### Directions
Filter the listing below down to the lines holding the word "components", and copy those lines.

_ _ _ _ _ _ _

Issue #580, opened 2026-06-29
Add litigant portal assistant


nadahlberg:
Add a new agent in the new chat framework for the user-facing LP assistant. Should reproduce the components of the old one:

- System prompt loader method (global instructions + topic data from state + user info + case index)
- State definition (active topic)
- A tool for collecting case information

Issue #177, opened 2026-03-17
Briefcase: unified session state model for user data, chat, and case context


mitch-mitchel:
## Summary

Introduce the "briefcase" as the single source of truth for all user session state. Every interaction (chat, topic entry, search, user input) writes to the briefcase. Every view (chat, dashboard, sidebar, detail pages) reads from it and filters for what's most useful and actionable.

## Mental Model

The briefcase is a virtual container holding everything the portal knows about a user's situation:

- **Chat histories** — full conversation logs across sessions
- **Legal issue data** — extracted facts, defenses, case type
- **Dates & deadlines** — court dates, filing deadlines, program application windows
- **People & places** — court addresses, opposing parties, household info
- **Action items** — next steps surfaced by AI or selected by user
- **Documents & resources** — search results, saved references, uploaded files
- **Eligibility & programs** — benefits the user qualifies for (e.g., ILRPP)

## How It Works

- **Writes are additive** — chat extracts facts, topic cards pre-populate context, search saves results, user provides details. All routes feed the same briefcase.
- **Views filter by context** — the chat page shows conversation + relevant sidebar items. A dashboard shows prioritized deadlines and action items. Detail views let users dig deeper. The briefcase holds everything; the view layer decides what's most useful right now.
- **Origin doesn't matter** — whether the user arrived via topic card, search bar, or deep link, the briefcase accumulates the same way. No routing logic based on entry point.

## Future Vision

The briefcase becomes the app-wide context layer:

- **API integrations** — court data, legal aid availability, e-filing status all write to the briefcase
- **AI tooling** — agents read briefcase context to give better answers, write discoveries back
- **Legal aid collaboration** — attorneys or legal aid workers helping a user see the same briefcase, filtered for their role
- **All architecture is abstracted** — to the user (and helpers), API calls, AI reasoning, and data sources are invisible. The briefcase just has their stuff.

## Relationship to Existing Work

- **#172** (backend data layer) remains separate — models, AI agent, form generation are implementation concerns the briefcase will consume
- **#173** (frontend topic flow) — current sidebar components (case_sidebar, deadline_card, action_item) become briefcase viewers
- **#174** (topic→chat routing, done) — established the entry points that will write to the briefcase

## Open Questions

- Briefcase persistence: session-scoped (anonymous) vs. account-linked (authenticated)?
- Granularity of briefcase items — flat list vs. grouped by legal issue?
- How does the briefcase handle multiple legal issues (eviction + child support)?

[...]

PR #816, opened 2026-08-23
feat(ai): store prompt artifacts for auditable chat exports

### LINKED ISSUE #825: Store the rendered system prompt and tool schemas per assistant turn
### What needs to change?

The prompt-artifact slice of #790: persist the exact instruction state behind each model-backed assistant message, and surface it in the JSON audit export.

- A `PromptArtifact` model holding the rendered system prompt, the tool-schema snapshot, and a SHA-256 content hash, deduplicated so repeated instruction states share one row.
- A nullable reference from `ChatMessage`, populated for model-backed assistant messages including tool-call-only turns, left null for user, tool, hidden, meta and legacy messages.
- JSON audit export carries a per-message reference plus a deduplicated top-level `prompt_artifacts` collection.
- `docs/wiki/audit-transcripts.md` updated to describe what the export now contains and what it still does not.

### Why?

#790 is the parent and covers more than this: tool-internal prompts, Markdown transcript rendering, and garbage collection of unreferenced artifacts. Splitting the slice out gives the work that is actually in flight an issue it can close, and leaves #790 open for the rest rather than closing it early.

- [ ] System prompt and tool-schema snapshot persisted per model-backed assistant turn
- [ ] Identical instruction states share one row; a changed prompt or changed schema produces a new one
- [ ] JSON export defines each referenced artifact once and handles legacy null references
- [ ] Audit-transcript docs state the remaining limits

Explicitly out of scope, tracked on #790: tool-internal prompt capture, Markdown transcript rendering, orphan cleanup and retention, model-name tracking.

zeitcow:
## What changed

- Add a `PromptArtifact` model to store the rendered system prompt, tool-schema snapshot, and unique SHA-256 content hash.
- Add a nullable, protected `ChatMessage.prompt_artifact` relationship.
- Capture the exact `generate_system_prompt()` value and the same `agent.tool_schemas` snapshot used for each model call.
- Link model-backed assistant messages, including tool-call-only responses, to the prompt artifact used for that turn.
- Leave user, tool, hidden, meta, and legacy messages unlinked.
- Extend JSON audit exports with nullable per-message references and a deduplicated top-level `prompt_artifacts` collection.
- Preserve the deployed `git_sha` behavior that landed separately in #811 while integrating prompt-artifact references into the same chat-message and audit-export paths.
- Update the audit-transcript documentation to describe JSON prompt artifacts, deployed-SHA provenance, legacy behavior, and the remaining Markdown/tool-internal prompt limits.
- Add coverage for hashing, deduplication, refreshed prompts, no-tools calls, message-link behavior, legacy/export behavior, and compatibility with the deployed-SHA changes.

This keeps the scope to the prompt-artifact slice of #790. It does not add Markdown prompt rendering, orphan cleanup, tool-internal prompt capture, model-name tracking, or deployed git SHA tracking; the SHA work landed separately in #811 / #801.

Closes #825

Part of #790

## Test plan

Verified against the PostgreSQL-backed Docker environment after rebasing onto current `main`:

- [x] `manage makemigrations --check --dry-run`, no changes detected
- [x] Prompt-artifact, git-SHA, and settings tests, 13 passed
- [x] Audit export and audit-admin tests, 33 passed
- [x] Related prompt/chat/message/upload/cleanup tests, 110 passed
- [x] Full test suite, 529 passed, 18 subtests passed
- [x] Fresh PostgreSQL migration through both 0014 branches, upstream 0015 merge, and prompt-artifact 0016
- [x] Ruff format check for changed Python files
- [x] Ruff check passed
- [x] `git diff --check`
- [x] `make pre-commit` equivalent green on Windows, all configured hooks plus full Python 3.13/PostgreSQL suite

## AI Disclosure

- [ ] No AI tools were used to create the content of this PR.
- [x] Parts of this PR were created with the help of an AI tool, and I have carefully reviewed all of its content and take full responsibility for it.

AI model used:

- ChatGPT Sol 5.6 via Codex

I reviewed the code, tests, migration graph, audit export behavior, documentation updates, PostgreSQL test results, and final diff, and take responsibility for the contribution.


mitch-mitchel:
@claude review

zeitcow:
Rebased onto current main after #811 and resolved the overlapping chat-message/audit-export changes. Migration graph is clean, and the full PostgreSQL suite passes (529 tests, 18 subtests). Scope remains limited to the prompt-artifact/JSON-export slice of #790.

mitch-mitchel:
Read through this. Nice work — the scoping is honest, the tests are real, and the PR body made review easy.

The tests earn a specific callout: `test_hash_preserves_schema_array_order` catches the subtle failure (`sort_keys=True` orders object keys, but schema list order is meaningful), and `RefreshingAgent` exercises a mid-loop change rather than just the happy path. `select_related("prompt_artifact")` in the export keeps it off N+1.

One thing to record rather than fix here. `on_delete=PROTECT` on a hash-deduplicated, globally shared artifact is the right call for an audit record, and it is safe today because `LitigantAssistant.generate_system_prompt()` returns a static `BASE_PROMPT` and ignores `thread_id`. Two things sit against that:

- #790 asks for the opposite lifecycle — "shared artifacts are garbage-collected when nothing references them." PROTECT blocks that, so the follow-up will need to reconcile the two.
- `thread_id` is in the signature because prompts are meant to become per-thread. #179 (inject court terms and corpus on topic entry), #177 (briefcase session state) and #580 (prompt loader, state definition) each make that true. When one lands, dedup stops collapsing and every row holds one litigant's injected case context, in a shared table that cannot be deleted.

Neither blocks this slice. Capturing it so it is a decision later rather than a surprise.

One housekeeping ask: you were right not to write `Closes #790` — this does not close it. We have split the slice out as #825, so if you add `Closes #825` to the description, the issue moves and closes on merge on its own. Nothing else needed from you.

zeitcow:
Thanks for the detailed review. I’ve added Closes #825 to the description. The PROTECT/lifecycle and future per-thread prompt considerations make sense to carry into the follow-up work.

mitch-mitchel (approved):
Looks good, let's :shipit:

PR #817, opened 2026-08-24
fix(migrations): merge the two 0014 leaf nodes

nicolearagao:
## What changed

migration numbered 0014 against 0013 as its parent. Git merged them cleanly (different new files, no textual overlap), but the app was left with two leaf nodes in the migration graph. `migrate` refuses to run at all in that state, so every DB-backed test errored during `django_db_setup` rather than failing on its own terms.

Empty merge migration joining the chain back to a single leaf. Nothing to reconcile in `operations`: one 0014 adds `ChatMessage.git_sha`, the other creates the Form/Variable tables, so the two touch disjoint models. A database that already applied either one picks up the other plus this no-op, so no local or production reset is needed.

Guards to catch the next collision before it reaches main are tracked separately.

## Test plan

---

### DIFF
--- a/litigant_portal/app/migrations/0015_merge_20260824_1200.py
+++ b/litigant_portal/app/migrations/0015_merge_20260824_1200.py
@@ -1,0 +1,10 @@
+from django.db import migrations
+
+
+class Migration(migrations.Migration):
+    dependencies = [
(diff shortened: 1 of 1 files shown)


mitch-mitchel (approved):
Looks Good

_ _ _ _ _ _ _

### Task output
Add a new agent in the new chat framework for the user-facing LP assistant. Should reproduce the components of the old one:
- **#173** (frontend topic flow) — current sidebar components (case_sidebar, deadline_card, action_item) become briefcase viewers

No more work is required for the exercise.